PR #350, opened 2021-09-29
Fix at Tag.Informative

ericcleao:
## Changes:

- Set variant props as optional;
- Fix the color used at the default variant;
- Start to use the `Icon` component at the web `Tag`;
- Refactor some details using the system that is integrated at the `Icon`.

## Doc

image (1)

### DIFF
--- a/packages/yoga/src/Tag/native/Informative.jsx
+++ b/packages/yoga/src/Tag/native/Informative.jsx
@@ -4,6 +4,7 @@ import { func, oneOf, node, bool } from 'prop-types';
 import { margins } from '@gympass/yoga-system';
 
 import { StyledTag, StyledText } from './Tag';
+import Icon from '../../Icon';
 
 const Informative = styled(StyledTag)`
   ${({
@@ -54,12 +55,10 @@ const StyledTextInformative = styled(StyledText)`
 /** Tags should be keywords to categorize or organize an item. */
 const TagInformative = ({
   children,
-  icon: Icon,
+  icon,
   theme: {
     yoga: {
-      colors: {
-        text: { primary },
-      },
+      colors: { text },
       components: { tag },
     },
   },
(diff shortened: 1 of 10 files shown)


packages/yoga/src/Tag/native/Informative.jsx
```diff
@@ -81,14 +82,15 @@ const TagInformative = ({
 
 TagInformative.propTypes = {
   /** style the tag following the theme (success, informative, attention) */
-  variant: oneOf(['success', 'informative', 'attention']).isRequired,
+  variant: oneOf(['', 'success', 'informative', 'attention']),
```
coelhucas, line 85: What do you think about having a `default` variant instead?

```suggestion
  variant: oneOf(['default', 'success', 'informative', 'attention']),
```
Then below
```diff
TagInformative.defaultProps = {
--  variant: '',
++  variant: 'default',
```
Same suggestion for web

coelhucas (commented):
I have mixed feelings when it comes to using the logical and to conditional renderings, I'm leaning towards ternaries instead, but you can also convert icon prop to boolean with `!!icon`. Up to you, this isn't necessarily a change request.

[Reference on this topic](https://kentcdodds.com/blog/use-ternaries-rather-than-and-and-in-jsx).

ggdaltoso:
We have some misconceptions between our designers and it would be better to hold this PR closed until they decide what they want to do within this default Tag

ggdaltoso:
@ericcleao 

There is some good things on this PR we could take advantage of.

What do you think about redoing the changes adding the gray Tag and just ship the refactors?
In addition to that, we could add a better default prop to Tag, preventing of been use wrongly.

ericcleao:
@ggdaltoso I believe it's easier if we just close this PR and use the interesting part that involves the Icon at the Tag component at other PR, and afterward, we update the tag default color if it's needed.

ericcleao:
New PR updating the icon approach at the Tag: https://github.com/Gympass/yoga/pull/355

PR #355, opened 2021-10-04
Start to use Icon Component inside the Tag instead of SVG

ericcleao:
## Description

Changed the icon usage at the Tag component, start using the Yoga Icon component instead of rendering the icon as an SVG.

As you can see in the below doc screenshot the icon `marginRight` is set as `xxxsmall` and the SVG style has the `margin-right` as `4px`.

## Doc screenshot

image

### DIFF
--- a/packages/yoga/src/Tag/Tag.theme.js
+++ b/packages/yoga/src/Tag/Tag.theme.js
@@ -5,7 +5,7 @@ const Tag = ({ spacing, fontSizes, fontWeights, radii, borders }) => ({
       small: spacing.xsmall,
     },
     margin: {
-      right: spacing.xxxsmall,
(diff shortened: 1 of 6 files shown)


ggdaltoso (approved):

packages/yoga/src/Tag/Tag.theme.js
```diff
@@ -5,7 +5,7 @@ const Tag = ({ spacing, fontSizes, fontWeights, radii, borders }) => ({
       small: spacing.xsmall,
     },
     margin: {
-      right: spacing.xxxsmall,
+      right: 'xxxsmall',
```
caioalexandrebr, line 8: ❤️

caioalexandrebr (approved):

Issue #343, opened 2021-09-23
[BUG] Navigation Bar overlaying mobile menu/sidebar


caioalexandrebr:
**Describe the bug**
Currently the mobile menu/sidebar is cutting the presentation of items positioned at the bottom of the list. Chrome NavigationBar overlaps the end of the listing.

https://user-images.githubusercontent.com/31045534/134536445-c2d2a72a-7f3b-49d9-9f09-b2de3dd175d7.mp4

**To Reproduce**
1. Go to https://gympass.github.io/yoga/components/getting-started/
2. Scroll to the bottom of the page.
3. In the menu mobile/sidebar, the last items listed are off the screen.

**Expected behavior**
It will be possible to view all items listed in the menu mobile/sidebar.

**Smartphone:**
 - iPhone 11
 - OS: 14.7
 - Chrome

coelhucas:
Are you willing to pick up this issue?

ggdaltoso:
Seems to be an easy fix. You just need to update a CSS unit from `vh` to `%` [here](https://github.com/Gympass/yoga/blob/master/packages/doc/src/components/Navigation/Navigation.jsx#L40)

```diff
-      height: calc(100vh - 70px);
+      height: calc(100% - 70px);
```

caioalexandrebr:
Hi guys, thank you so much for your collaboration! 🚀 

I would love to fix this problem.

ty @coelhucas @ggdaltoso ❤️

coelhucas:
As we discussed internally, it's being addressed in #356.

coelhucas:
Fixed in #356 

| iOS | Android | Desktop |
| -- | -- | -- |
| ![image0](https://user-images.githubusercontent.com/28108272/136259115-7aae4848-33e4-4fe2-a0c9-f5a217af5e9d.png) | ![Screenshot_20211006-150331_Firefox Nightly](https://user-images.githubusercontent.com/28108272/136259137-b230f82b-63c5-47b4-926e-3decbc17a0eb.jpg) | ![image](https://user-images.githubusercontent.com/28108272/136259479-74974e5b-e675-49ea-b14d-f40ca457ae55.png) |


An interesting behaviour that I noticed, though, is that the order changed in my iPhone 🤔. But in my tablet, desktop and @caioalexandrebr's iPhone it keeps the same order. cc/ @ggdaltoso

coelhucas:
[...]

PR #356, opened 2021-10-05
[DOCS: A11y | Navigation] Make it accessible through keyboard

coelhucas:
> "That's one small step for man, one giant leap for mankind."

This PR enables keyboard navigation through our sidebar. ✨ This brings us:
- Improved semantics;
- More accessibility (still room to improve in our documentation in general);
- Room and example for future improvements regarding a11y;
- Fix for #343;

It also apply some considerable refactoring into our Navigation component inside docs
This is the current status of the navigation using macOS' VoiceOver (turn sound on)

https://user-images.githubusercontent.com/28108272/136059501-ce994485-a55a-462d-8eed-7c328d9fb040.mp4

Some decisions made:
- Replace px font-size with rem, since rem adapts based on user's font size configuration;
- Add a little transition and rotation to the Collapsible arrow, illustrating its current state
- Use an if statement to conditionally render collapsible of link, since it improved a lot this code readability
- Move some booleans to declarations outside, also improving JSX readability

| Before | After | Focused (after) |
| --- | --- | --- |
| image | image | image |

There is a slightly difference between before and after due to the change to rem.

### DIFF
--- a/packages/doc/src/components/Navigation/Navigation.jsx
+++ b/packages/doc/src/components/Navigation/Navigation.jsx
@@ -239,7 +239,7 @@ const Navigation = ({ items, toggleMenu, opened, prefix }) => {
 
   return (
     <Wrapper opened={opened}>
-      <Nav aria-label="Contents navigation">
+      <Nav>
         <List tree={tree} toggleMenu={toggleMenu} prefix={prefix} />
       </Nav>
     </Wrapper>
--- a/packages/doc/src/components/Navigation/Navigation.jsx
+++ b/packages/doc/src/components/Navigation/Navigation.jsx
@@ -138,7 +138,7 @@ const ListItem = ({
 
   const { pathname } = window.location;
   const linkPath = prefix ? `/yoga${filteredUrl}` : filteredUrl;
-  const isActive = pathname === linkPath;
+  const isActive = window && pathname.replace(/\/$/, '') === linkPath;
 
   const onNavigate = () => {
     if (filteredUrl !== pathname) {
--- a/packages/doc/src/components/Navigation/Navigation.jsx
+++ b/packages/doc/src/components/Navigation/Navigation.jsx
@@ -37,7 +37,7 @@ const Wrapper = styled.aside`
       left: 0;
 
       width: 100%;
-      height: calc(100vh - 70px);
+      height: calc(100% - 70px);
 
       overflow: auto;
       z-index: 3;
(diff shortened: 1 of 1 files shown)


packages/doc/src/components/Navigation/Navigation.jsx
```diff
@@ -57,35 +57,22 @@ const Nav = styled.div`
...
-    :hover {
-      color: ${primary};
-    }
-  `};
+const ArrowIcon = styled(Arrow)`
+  ${({ isOpen }) => `
+    width: 0.6rem;
+    transition: all 200ms ease-out;
+    transform: rotate(${isOpen ? 180 : 0}deg);
+  `}
```
ggdaltoso, line 75:
```suggestion
  width: 0.6rem;
  transition: all 200ms ease-out;
  
  ${({ isOpen }) => `
    transform: rotate(${isOpen ? 180 : 0}deg);
  `}
```

packages/doc/src/components/Navigation/Navigation.jsx
```diff
@@ -109,23 +96,44 @@ const StyledListItem = styled.li`
...
+  text-decoration: none;
+  font-weight: 300;
+  align-items: center;
+  width: 100%;
+  background: none;
+  border: none;
+  transition: all 200ms ease-out;
+  color: ${hexToRgb(text.secondary, 0.75)};
+  text-indent: calc(15px * ${level});
+  outline-offset: 2px;
```
ggdaltoso, line 124: Can you move all CSS properties which doesn't make use of the callback function outside of it?

ggdaltoso (changes requested):
Thanks for taking care of this. It is very important!!!

Also, what do you think about adding a fix solving #343?

mmartinsoliveira (approved):

packages/doc/src/components/Navigation/Navigation.jsx
```diff
@@ -240,7 +239,7 @@ const Navigation = ({ items, toggleMenu, opened, prefix }) => {
 
   return (
     <Wrapper opened={opened}>
-      <Nav>
+      <Nav aria-label="Contents navigation">
```
LidiaYoshino, line 242:
```suggestion
      <Nav aria-label="Navigation content">
```

coelhucas: As we discussed internally, I'm actually removing this whole aria-* attribute since nav itself already includes it and is accessible by default 🌻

- - - - - - -

WHAT IS EXPECTED:
Could you output, exactly and with nothing else, the lines from the start of the records through the line containing "an item. */"?

ANSWER BELOW:
PR #350, opened 2021-09-29
Fix at Tag.Informative

ericcleao:
## Changes:

- Set variant props as optional;
- Fix the color used at the default variant;
- Start to use the `Icon` component at the web `Tag`;
- Refactor some details using the system that is integrated at the `Icon`.

## Doc

image (1)

### DIFF
--- a/packages/yoga/src/Tag/native/Informative.jsx
+++ b/packages/yoga/src/Tag/native/Informative.jsx
@@ -4,6 +4,7 @@ import { func, oneOf, node, bool } from 'prop-types';
 import { margins } from '@gympass/yoga-system';
 
 import { StyledTag, StyledText } from './Tag';
+import Icon from '../../Icon';
 
 const Informative = styled(StyledTag)`
   ${({
@@ -54,12 +55,10 @@ const StyledTextInformative = styled(StyledText)`
 /** Tags should be keywords to categorize or organize an item. */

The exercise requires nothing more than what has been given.